------ RECORDS FOR THE TASK

Issue #221, opened 2026-08-28
Geocoding: forward results drop parsed address detail, no reverse endpoint, provider unpublished


hokiepokedad2:
PoracleWeb.NET calls the configured geocoder **directly**, using `providerURL` from `/api/config/poracleWeb` and speaking Nominatim's query and response format. That works until an operator sets `provider = "photon"`, at which point we are pointed at a Photon instance still sending `/search?format=json&addressdetails=1` and the search box silently returns nothing.

The right fix on our side is obvious: stop calling providers and call `/geocode/forward`, which resolves through whichever provider is configured and hands back one shape, already cached and circuit-broken. Photon and Google then cost us nothing.

Three things stand in the way. The first is the blocker; the others are parity and cosmetics.

## 1. `ForwardResult` discards address detail it has already parsed

`geocoding.go:37`:

```go
type ForwardResult struct {
	Latitude  float64 `json:"latitude"`
	Longitude float64 `json:"longitude"`
	City      string  `json:"city,omitempty"`
	Country   string  `json:"country,omitempty"`
}
```

Four fields, against `Address`'s eighteen. And the detail is not unavailable — `nominatim.go:176` sets `addressdetails=1`, `:184` unmarshals the full address, and `:194` then keeps `city` and `country` and drops the rest on the floor.

What that costs a client, from a live instance:

```
GET /api/geocode/forward?q=1600 Pennsylvania Avenue Washington

[{"latitude":38.8792256,"longitude":-76.9819501,"city":"Washington","country":"United States"},
 {"latitude":38.8975196,"longitude":-77.0375588,"city":"Washington","country":"United States"},
 {"latitude":38.8976387,"longitude":-77.0365528,"city":"Washington","country":"United States"},
 {"latitude":38.8973756,"longitude":-77.0374079,"city":"Washington","country":"United States"},
 {"latitude":38.8974728,"longitude":-77.0365505,"city":"Washington","country":"United States"}, ...]
```

A location picker renders one row per candidate. These are five rows reading "Washington, United States", distinguishable only by coordinates the user cannot see. Against the provider directly the same query returns five distinct street addresses.

So the endpoint can answer "roughly where is this place" but not "which of these did you mean", and a picker is the main reason a client wants forward geocoding at all.

[...]

PR #224, opened 2026-08-31
Geocoding: keep parsed address detail on forward, add reverse endpoint (#221)

jfberry:
Addresses #221 items 1 and 2. Item 3 was already done.

## 1. `ForwardResult` keeps the detail it parses

It now carries `displayName`, `name`, `streetNumber`, `streetName`, `state` and `zipcode` alongside the existing `city` and `country` — all `omitempty`, so a field a provider does not supply is omitted rather than sent blank, and existing consumers are unaffected.

```
GET /api/geocode/forward?q=1600 Pennsylvania Avenue Washington

[{"latitude":38.8977,"longitude":-77.0365,
  "displayName":"White House, 1600, Pennsylvania Avenue Northwest, Washington, 20500, United States",
  "name":"White House","streetNumber":"1600","streetName":"Pennsylvania Avenue Northwest",
  "city":"Washington","state":"District of Columbia","zipcode":"20500","country":"United States"}, ...]
```

One thing the issue framed as a Nominatim problem is all three providers doing the same narrowing — Photon has the parts in its properties block, Google in its typed component list. So this is deleting a narrowing in three places, not adding parsing.

## 2. `GET /api/geocode/reverse?lat=&lon=&language=`

Returns the full `Address`. Coordinates are bounds-checked in the schema, so an impossible one is a 422 naming the field rather than a lookup that quietly resolves nothing. No address is **404**, not 500 — nothing failed, and that also covers `[geocoding] forward_only`, where reverse is switched off entirely. 503 when no geocoder is configured, matching forward.

## 3. `provider` was already published

It landed in #199 (TurtIeSocks) after 5.2.1, which is why it is absent from the build you tested. Its doc string did list `nominatim || photon` and omit `google` — corrected, and it now says explicitly not to infer configuration from `providerURL`, since google uses none.

## One correction to the issue's premise

The issue describes the forward endpoint as "already cached and circuit-broken". That is true of **reverse**, not forward: `Geocoder.Forward` calls the provider directly with no cache and no breaker.

Moving onto the endpoint still gets you provider-agnosticism and one response shape — the thing that actually breaks today when an operator switches to Photon — but budget for the same request volume reaching the provider, not less. Reverse is where the cache is, which is a further argument for adopting both halves rather than just search.

## Verification

`go build`, `go vet`, `go test ./...` (45 packages) and `golangci-lint` clean. Written test-first, with the failing test observed before each change. OpenAPI golden regenerated; `/geocode/reverse` appears in the spec.

### DIFF
--- a/processor/cmd/processor/main.go
+++ b/processor/cmd/processor/main.go
@@ -385,6 +385,7 @@ func main() {
 	api.RegisterStatsShiny(humaAPI, proc.stats.ExportShinyStats)
 	api.RegisterStatsShinyPossible(humaAPI, proc.stats.ExportShinyPossible)
 	api.RegisterGeocode(humaAPI, proc.enricher.Geocoder)
+	api.RegisterGeocodeReverse(humaAPI, proc.enricher.Geocoder)
 
 	// poracle-test (migrated to huma, in place — same path, same {"status":"ok"}
 	// body, open `webhook` request part, problem+json errors).
--- a/processor/internal/api/geocode_reverse_test.go
+++ b/processor/internal/api/geocode_reverse_test.go
@@ -1,0 +1,126 @@
+package api
+
+import (
+	"encoding/json"
+	"net/http"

------------

» WHAT IS EXPECTED:
In the listing above, locate the line containing "It landed in" and the line containing "The issue describes". Extract those two lines and every line between them, exactly as written, and only those.

» OUTPUT OF THE EXERCISE:
It landed in #199 (TurtIeSocks) after 5.2.1, which is why it is absent from the build you tested. Its doc string did list `nominatim || photon` and omit `google` — corrected, and it now says explicitly not to infer configuration from `providerURL`, since google uses none.

## One correction to the issue's premise

The issue describes the forward endpoint as "already cached and circuit-broken". That is true of **reverse**, not forward: `Geocoder.Forward` calls the provider directly with no cache and no breaker.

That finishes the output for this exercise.